• Listed records
PR #3254, opened 2026-07-27
refactor: simplify regex initialization

TaKO8Ki:
## Summary

This is a follow-up to #3244.

- Replace the fixed `OnceLock<Regex>` in `AggregatedTestResult::parse_line()` with `LazyLock<Regex>`, allowing repeated calls to reuse one compiled regex.
- Replace the two function-local static regex caches in `filter_cargo_nextest()` with ordinary local regexes.

## Test plan

### DIFF
--- a/src/cmds/rust/cargo_cmd.rs
+++ b/src/cmds/rust/cargo_cmd.rs
@@ -10,7 +10,7 @@ use serde::Deserialize;
 use std::cmp::Ordering;
 use std::collections::HashMap;
 use std::ffi::OsString;
-use std::sync::OnceLock;
+use std::sync::LazyLock;
 
 #[derive(Debug, Clone)]
 pub enum CargoCommand {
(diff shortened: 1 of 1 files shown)


src/cmds/rust/cargo_cmd.rs
```diff
@@ -620,18 +620,12 @@ fn flush_failure_block(header: &mut String, body: &mut Vec<String>, failures: &m
...
-        regex::Regex::new(
-            r"Summary \[\s*([\d.]+)s\]\s+(\d+) tests? run:\s+(\d+) passed(?:,\s+(\d+) failed)?(?:,\s+(\d+) skipped)?"
-        ).expect("invalid nextest summary regex")
-    });
-
-    static STARTING_RE: OnceLock<regex::Regex> = OnceLock::new();
-    let starting_re = STARTING_RE.get_or_init(|| {
-        regex::Regex::new(r"Starting \d+ tests? across (\d+) binar(?:y|ies)")
-            .expect("invalid nextest starting regex")
-    });
```
TaKO8Ki, line 634: They are used once in a process, so it seems unnecessary to use static for them.

KuSh: Not sure it is worth it to avoid them. If something reuse them elsewhere it will be hard to catch before we get report that something is wrong.

KuSh (approved):

src/cmds/rust/cargo_cmd.rs
TaKO8Ki: Thanks for the feedback. I think `filter_cargo_nextest` is only expected to run once per process, so the static cache provides little benefit here. Local variables better match the actual lifetime and avoid keeping the regexes alive until process exit, even if the memory impact is very small.

On the other hand, `RE` defined in parse_line below is useful.

PR #3259, opened 2026-07-27
fix(grep): free -m for GNU --max-count instead of rtk --max

breisnerlopez:
## Summary

- `rtk grep`'s `-m` short (derived from `--max`, a display cap) collided with GNU grep where **`-m N` = `--max-count`** (stop after N matches per file). `rtk grep -m N <pat>` set RTK's display cap instead of forwarding `--max-count`, so grep never actually stopped early — a silent semantic mismatch (no parse error).
- Fix: drop the short. `-m` now flows to `extra_args` and is forwarded verbatim to the real `grep`/`rg` (it's not in `has_format_flag`, so it takes the normal engine path, not passthrough), which applies genuine `--max-count` while RTK still compacts. This makes `Grep` consistent with `Rg`, which never had the short and already forwarded `-m` correctly. `--max` keeps its long form and `default_value = "200"`.
- Docs: drop the `-m` short from the grep options table and correct its stale default (`50` → `200`, matching the code).

## Test plan

- [x] `cargo fmt --all && cargo clippy --all-targets && cargo test` — fmt clean, clippy 0 warnings, **2502 passed / 0 failed**.
- [x] New tests:
  - `test_try_parse_grep_dash_m_is_max_count` — clap parses `grep -m 5 <pat> <file>`, keeps `max` at 200, puts `-m 5` in `extra_args`.
  - `dash_m_max_count_matches_grep_n` — end-to-end: `rtk grep -m N` is byte-identical to `grep -n -m N` (`-m` leading, trailing, and N ≥ total).
  - `dash_m_max_count_is_per_file_like_grep_n` — multi-file, since `--max-count` is per file.
- [x] Manual: before the fix `rtk grep -m 2 . <file>` showed every line (`-m` swallowed); after, it stops at 2 like `grep -m 2`.

> Same class of GNU short-flag collision as the `-l` fix in #3258 (submitted separately per the single-focus PR rule). A related `-t` short (`--file-type`) also shadows ripgrep's `-t`/`--type`; left out of scope here and worth a follow-up.

### DIFF
--- a/docs/usage/FEATURES.md
+++ b/docs/usage/FEATURES.md
@@ -216,7 +216,7 @@ rtk grep <pattern> [chemin] [options]
 | Option | Court | Defaut | Description |
 |--------|-------|--------|-------------|
 | `--max-len` | `-l` | 80 | Longueur maximale de ligne |
-| `--max` | `-m` | 50 | Nombre maximum de resultats |
+| `--max` |  | 200 | Nombre maximum de resultats (pas de raccourci, `-m` est reserve a `grep --max-count`) |
 | `--context-only` |  | non | Afficher uniquement le contexte du match (pas de raccourci, `-c` est reserve a `grep --count`) |
 | `--file-type` | `-t` | tous | Filtrer par type (ts, py, rust, etc.) |
 | `--line-numbers` | `-n` | oui | Numeros de ligne (toujours actif) |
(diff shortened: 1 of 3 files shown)


KuSh (approved):
Hi, LGTM thanks!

• Assigned task
In the records above, find the line containing "pub enum CargoCommand" and restate word for word every line from the first through that one.

• Answer to this problem
PR #3254, opened 2026-07-27
refactor: simplify regex initialization

TaKO8Ki:
## Summary

This is a follow-up to #3244.

- Replace the fixed `OnceLock<Regex>` in `AggregatedTestResult::parse_line()` with `LazyLock<Regex>`, allowing repeated calls to reuse one compiled regex.
- Replace the two function-local static regex caches in `filter_cargo_nextest()` with ordinary local regexes.

## Test plan

### DIFF
--- a/src/cmds/rust/cargo_cmd.rs
+++ b/src/cmds/rust/cargo_cmd.rs
@@ -10,7 +10,7 @@ use serde::Deserialize;
 use std::cmp::Ordering;
 use std::collections::HashMap;
 use std::ffi::OsString;
-use std::sync::OnceLock;
+use std::sync::LazyLock;
 
 #[derive(Debug, Clone)]
 pub enum CargoCommand {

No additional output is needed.